» **Required action**
Give back all of the records underneath exactly, with no omissions.

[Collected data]
----------------------------------------

PR #97, opened 2017-10-19
Fix NumberFormatExceptions on parsing doubles from inputFields

phash:
Localized double values use different decimal seperators. 
Double.parse(str) can't handle this.
Fixed it with using NumberFormat.parse(str).doubleValue()

### DIFF
--- a/src/main/java/org/semux/gui/SwingUtil.java
+++ b/src/main/java/org/semux/gui/SwingUtil.java
@@ -15,6 +15,7 @@ import java.awt.image.BufferedImage;
 import java.net.URL;
 import java.text.DecimalFormat;
 import java.text.DecimalFormatSymbols;
+import java.text.NumberFormat;
 import java.util.Comparator;
 import java.util.EnumMap;
 import java.util.Map;
@@ -23,6 +24,7 @@ import javax.swing.*;
 import javax.swing.table.DefaultTableCellRenderer;
 import javax.swing.table.TableColumnModel;
 import javax.swing.text.DefaultEditorKit;
+import javax.swing.text.NumberFormatter;
 
 import org.slf4j.Logger;
 import org.slf4j.LoggerFactory;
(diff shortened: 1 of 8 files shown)


src/main/java/org/semux/gui/SwingUtil.java
```diff
@@ -195,22 +197,42 @@ public static JTextField editableTextField() {
...
     public static final Comparator<String> NUMBER_COMPARATOR = (o1, o2) -> {
-        return Double.compare(Double.parseDouble(o1), Double.parseDouble(o2));
+        try {
+            return Double.compare(NumberFormat.getInstance().parse(o1).doubleValue(),
+                    NumberFormat.getInstance().parse(o2).doubleValue());
+        } catch (ParseException e) {
+            logger.error("NumberFormatException", e);
+        }
+        // we should never come here -> work or exception
+        return 0;
```
semuxproject: `important` this is a library class; if you don't know how to deal with exception, you should throw instead of catch and return. From the caller's perspective, they got 0 return which would mean the two parameters are equal, while there is actually an exception.   YOUR COMMENTS ARE WRONG!

Also, your log error is not descriptive; exception name and message will be printed out by SLF4J. Did you test the exception case?

Similar issues below.

src/main/java/org/semux/gui/panel/SendPanel.java
```diff
@@ -166,15 +172,27 @@ public void setTo(byte[] addr) {
     }
 
     public long getAmount() {
-        return (long) (Unit.SEM * Double.parseDouble(amount.getText().trim()));
+        try {
+            return (long) (Unit.SEM * NumberFormat.getInstance().parse(amount.getText().trim()).doubleValue());
+        } catch (ParseException e) {
+            logger.error("NumberFormatException", e);
+        }
+        // we should never come here -> work or exception
```
semuxproject: Again, exception handling is problematic.

phash: I changed this.

Imho getFee() and getAmount() should handle their Exceptions, no need to throw it to ActionListener
Show a errorMessage for the User instead

src/main/java/org/semux/gui/SwingUtil.java
phash: Throws a unchecked NumberFormatException 
Contract of functionalInterface does not permit to throw checkedExceptions.

phash:
the way you set the values for TextFields is wrong. You use String.format - but should use NumberFormat and DecimalFormat.
I changed the TextFields for inserting Values to send to JFormattedTextField which will no longer allow nonNumberInputs.

phash:
Changed delegates input to allow only integer values

PR #134, opened 2017-10-24
Max votes buttons for delegates

phash:
Cleaner approach to the MaxVotesButtons


semuxproject:
plus

phash:
why does this look that strange in your UI? I can't reproduce this...
I changed it to icons...

PR #137, opened 2017-10-24
Add Traditional Chinese Translation

cryptokat:
Tested under Debian 8 GNOME

semux_tc


testzcrypto:
Thanks! Please join Semux translation project here: https://crowdin.com/project/semux
I already import your translation, and will give you proofreader permission after you join.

----------------------------------------

» **Result of the exercise**
PR #97, opened 2017-10-19
Fix NumberFormatExceptions on parsing doubles from inputFields

phash:
Localized double values use different decimal seperators. 
Double.parse(str) can't handle this.
Fixed it with using NumberFormat.parse(str).doubleValue()

### DIFF
--- a/src/main/java/org/semux/gui/SwingUtil.java
+++ b/src/main/java/org/semux/gui/SwingUtil.java
@@ -15,6 +15,7 @@ import java.awt.image.BufferedImage;
 import java.net.URL;
 import java.text.DecimalFormat;
 import java.text.DecimalFormatSymbols;
+import java.text.NumberFormat;
 import java.util.Comparator;
 import java.util.EnumMap;
 import java.util.Map;
@@ -23,6 +24,7 @@ import javax.swing.*;
 import javax.swing.table.DefaultTableCellRenderer;
 import javax.swing.table.TableColumnModel;
 import javax.swing.text.DefaultEditorKit;
+import javax.swing.text.NumberFormatter;
 
 import org.slf4j.Logger;
 import org.slf4j.LoggerFactory;
(diff shortened: 1 of 8 files shown)


src/main/java/org/semux/gui/SwingUtil.java
```diff
@@ -195,22 +197,42 @@ public static JTextField editableTextField() {
...
     public static final Comparator<String> NUMBER_COMPARATOR = (o1, o2) -> {
-        return Double.compare(Double.parseDouble(o1), Double.parseDouble(o2));
+        try {
+            return Double.compare(NumberFormat.getInstance().parse(o1).doubleValue(),
+                    NumberFormat.getInstance().parse(o2).doubleValue());
+        } catch (ParseException e) {
+            logger.error("NumberFormatException", e);
+        }
+        // we should never come here -> work or exception
+        return 0;
```
semuxproject: `important` this is a library class; if you don't know how to deal with exception, you should throw instead of catch and return. From the caller's perspective, they got 0 return which would mean the two parameters are equal, while there is actually an exception.   YOUR COMMENTS ARE WRONG!

Also, your log error is not descriptive; exception name and message will be printed out by SLF4J. Did you test the exception case?

Similar issues below.

src/main/java/org/semux/gui/panel/SendPanel.java
```diff
@@ -166,15 +172,27 @@ public void setTo(byte[] addr) {
     }
 
     public long getAmount() {
-        return (long) (Unit.SEM * Double.parseDouble(amount.getText().trim()));
+        try {
+            return (long) (Unit.SEM * NumberFormat.getInstance().parse(amount.getText().trim()).doubleValue());
+        } catch (ParseException e) {
+            logger.error("NumberFormatException", e);
+        }
+        // we should never come here -> work or exception
```
semuxproject: Again, exception handling is problematic.

phash: I changed this.

Imho getFee() and getAmount() should handle their Exceptions, no need to throw it to ActionListener
Show a errorMessage for the User instead

src/main/java/org/semux/gui/SwingUtil.java
phash: Throws a unchecked NumberFormatException 
Contract of functionalInterface does not permit to throw checkedExceptions.

phash:
the way you set the values for TextFields is wrong. You use String.format - but should use NumberFormat and DecimalFormat.
I changed the TextFields for inserting Values to send to JFormattedTextField which will no longer allow nonNumberInputs.

phash:
Changed delegates input to allow only integer values

PR #134, opened 2017-10-24
Max votes buttons for delegates

phash:
Cleaner approach to the MaxVotesButtons


semuxproject:
plus

phash:
why does this look that strange in your UI? I can't reproduce this...
I changed it to icons...

PR #137, opened 2017-10-24
Add Traditional Chinese Translation

cryptokat:
Tested under Debian 8 GNOME

semux_tc


testzcrypto:
Thanks! Please join Semux translation project here: https://crowdin.com/project/semux
I already import your translation, and will give you proofreader permission after you join.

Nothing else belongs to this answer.